My siblings and I grew up with both parents who were married and who stayed married until “death did them part” when our mother died in August of 1999. Yet in so many ways it is as if my brother Clint and I grew up in one family and my sister Lynne another.
Clint and I are separated in age by 1 year and 5 months. Our sister is 6 or 5 years younger depending on which of us you’re comparing her age to. But age alone isn’t what separates us though we lived and grew up together.
Clint and I knew our father as a man with a severe temper, who viewed his family as possessions, and who thought personal privacy didn’t apply to anyone other than himself. He was often physically abusive, even more verbally abusive and rare the time he wasn’t emotionally abusive. The scars he left in all our lives will never fade completely.
My brother though determined early in his life that the things that I let keep me “down” were going to be rungs of a ladder he’d climb to get out of the life we knew as “family”. My dad wasn’t a huge fan of education period much less for a girl, so when I brought home low grades it wasn’t as much an issue as it was if Clint brought home less than an “A” in any subject. In first grade he made a “C” in art – Daddy beat him. Clint used that unfair and unreasonable expectation, that he never make less than an “A” to propel him towards high grades and he did so taking classes he was interested in. While Daddy fumed over Clint’s choice to take calculus instead of “shop” or auto mechanics, and berated Clint at every opportunity he could never say Clint was a failure academically. Our living room walls was covered with Clint’s awards, certificates and trophies. As soon as Clint could he graduated high school and went away to college. He never looked back.
Clint overcame every obstacle to obtaining his “higher education” which to date includes a masters from seminary, in education and now he’s working on his PhD and he did it with next to no help from our parents. He was never one to stand in the wings of the stage and wish he could perform – Clint did it! He worked through all the “issues” our childhood left him with by utilizing professional help, common sense, much prayer and marrying the woman who understands where he came from and where he is now.

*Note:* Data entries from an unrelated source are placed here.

PR #210, opened 2019-06-25
Allow to load system ICU (when shared modules names have no version t…

hvlad:
Allow to load system ICU (when shared modules names have no version tag).
Refactor ICU load\initialization code a bit to avoid code duplication and dumb try\catch.
Change ICU versions search range to avoid looking for never existing versions and significantly reduce search time.
Now ICU search order is: preferred version (63), system-wide version, 79-49, 4.8-3.0
Improve error reporting a bit - include ICU version number that failed to load or init.

### DIFF
--- a/src/common/unicode_util.cpp
+++ b/src/common/unicode_util.cpp
@@ -1168,7 +1168,7 @@ UnicodeUtil::ConversionICU& UnicodeUtil::getConversionICU()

Though he is the “middle child” because he was male he was usually expected to be and acted more like the “eldest”. Though there were years where in order for both of us to heal we didn’t talk much, never talked about the past and were separated by 100’s of miles we have regained a similar closeness we had as young children. Clint drove from Mobile the first day I was in the hospital in November 2010 to sit with me in the emergency room and when I was too weak to pick up my fork he fed me. He came back twice more before I was discharged.

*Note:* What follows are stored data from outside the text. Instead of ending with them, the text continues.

PR #214, opened 2019-07-06
 Fixed CORE-6055: Xnet crypt

tonal:


AlexPeshkoff:
@tonal I wonder with what plugin did you test your code.

tonal:
@AlexPeshkoff The plugin is our internal development.
But the code has not yet been tested. Only the syntax correctness of copy-paste was checked.

AlexPeshkoff (changes requested):
Not tested... That explains everything. That's bad idea to submit patch requests with untested changes.

Unfortunately this would not work. Yep, this change is required part of making xnet pass db crypt keys over the wire but that is not enough - one should also learn xnet to handle async operations in async way (like TCP does). And that's definitely more complex task.

tonal:
see #6305

PR #7201, opened 2022-06-07
Corrected determining of relation's security class for checking acces…

dmitry-starodubov:
…s rights to BLOB.


AlexPeshkoff:
Please same for HEAD!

It is never easy to overcome the abusive life my brother and I knew as children and teenagers especially when that abuse was never acknowledged outside the home. (Though years later people would tell me they knew but “back then” you didn’t intervene in family matters”.) But my brother has while maintaining his kindness, willingness to help others, a drive to succeed for his self and a peace with who he is…yes, he’s a hero and I treasure him beyond words.